== TASK DIRECTIONS ==
Here are some records. Copy each one exactly.

Top of DATA PROVIDED

PR #604, opened 2024-02-19
fix(examples/foo): Add to Cargo.toml and .expect() with usage

sshine:
Let me know if I understood the current state of things right.


zesterer:
Thanks!

PR #606, opened 2024-02-25
docs: hyperlink `then*` methods with each other

janriemer:
This hyperlinks `then`, `then_ignore` and `ignore_then` methods to each other and provides a short note when the other method(s) should be used. This improves discoverability of the methods and makes the similarity between those methods more obvious.

This is especially useful, when one navigates to those methods by using the _alphabetically sorted_ docs.rs menu on the side, because e.g. the methods `then_ignore` and `ignore_then` are pretty far apart in this side-menu despite their similar purpose.


zesterer:
Thanks! Seems like a good idea.

PR #626, opened 2024-04-26
Allow leading underscores in idents

calder:
# Summary

`_` is not a member of `XID_Start` because some languages don't consider it a valid leading character (certain SQL dialects for example). In practice, leading `_`'s are accepted by most languages and even have a special role in many modern languages where they indicate intentionally ignored variables. Accepting them in `ident()` should make it more useful and less surprising.

# References

* https://www.unicode.org/reports/tr31/
* https://www.unicode.org/reports/tr31/#NFKC_Modifications

### DIFF
--- a/src/text.rs
+++ b/src/text.rs
@@ -80,7 +80,7 @@ impl Char for char {
     }
 
     fn is_ident_start(&self) -> bool {
-        unicode_ident::is_xid_start(*self)
+        unicode_ident::is_xid_start(*self) || *self == '_'
     }
 
     fn is_ident_continue(&self) -> bool {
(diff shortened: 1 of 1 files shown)


src/text.rs
```diff
@@ -528,6 +528,33 @@ pub mod unicode {
...
+        fn test_err(self: Self, input: &'a str) {
+            assert_eq!(
+                self.parse(input),
+                ParseResult {
+                    output: None,
+                    errs: vec![EmptyErr::default()]
+                }
+            );
+        }
+    }
```
calder, line 556: Let me know if:
* This trait seems like overkill and you'd rather make these free functions.
* This trait seems generally useful and you'd rather move them to a `cfg(test)` block in `util.rs`.

zesterer: Hmm, I do think this is overkill. Free functions would be a little simpler.

zesterer (changes requested):
Thanks so much for the PR! I actually noticed this just a few days ago when playing around on a personal project, but didn't stop to check whether XID_Start actually permitted underscores.

src/text.rs
calder: Done.

zesterer:
Thanks again!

Bottom of DATA PROVIDED

== TASK SOLUTION ==
PR #604, opened 2024-02-19
fix(examples/foo): Add to Cargo.toml and .expect() with usage

sshine:
Let me know if I understood the current state of things right.


zesterer:
Thanks!

PR #606, opened 2024-02-25
docs: hyperlink `then*` methods with each other

janriemer:
This hyperlinks `then`, `then_ignore` and `ignore_then` methods to each other and provides a short note when the other method(s) should be used. This improves discoverability of the methods and makes the similarity between those methods more obvious.

This is especially useful, when one navigates to those methods by using the _alphabetically sorted_ docs.rs menu on the side, because e.g. the methods `then_ignore` and `ignore_then` are pretty far apart in this side-menu despite their similar purpose.


zesterer:
Thanks! Seems like a good idea.

PR #626, opened 2024-04-26
Allow leading underscores in idents

calder:
# Summary

`_` is not a member of `XID_Start` because some languages don't consider it a valid leading character (certain SQL dialects for example). In practice, leading `_`'s are accepted by most languages and even have a special role in many modern languages where they indicate intentionally ignored variables. Accepting them in `ident()` should make it more useful and less surprising.

# References

* https://www.unicode.org/reports/tr31/
* https://www.unicode.org/reports/tr31/#NFKC_Modifications

### DIFF
--- a/src/text.rs
+++ b/src/text.rs
@@ -80,7 +80,7 @@ impl Char for char {
     }
 
     fn is_ident_start(&self) -> bool {
-        unicode_ident::is_xid_start(*self)
+        unicode_ident::is_xid_start(*self) || *self == '_'
     }
 
     fn is_ident_continue(&self) -> bool {
(diff shortened: 1 of 1 files shown)


src/text.rs
```diff
@@ -528,6 +528,33 @@ pub mod unicode {
...
+        fn test_err(self: Self, input: &'a str) {
+            assert_eq!(
+                self.parse(input),
+                ParseResult {
+                    output: None,
+                    errs: vec![EmptyErr::default()]
+                }
+            );
+        }
+    }
```
calder, line 556: Let me know if:
* This trait seems like overkill and you'd rather make these free functions.
* This trait seems generally useful and you'd rather move them to a `cfg(test)` block in `util.rs`.

zesterer: Hmm, I do think this is overkill. Free functions would be a little simpler.

zesterer (changes requested):
Thanks so much for the PR! I actually noticed this just a few days ago when playing around on a personal project, but didn't stop to check whether XID_Start actually permitted underscores.

src/text.rs
calder: Done.

zesterer:
Thanks again!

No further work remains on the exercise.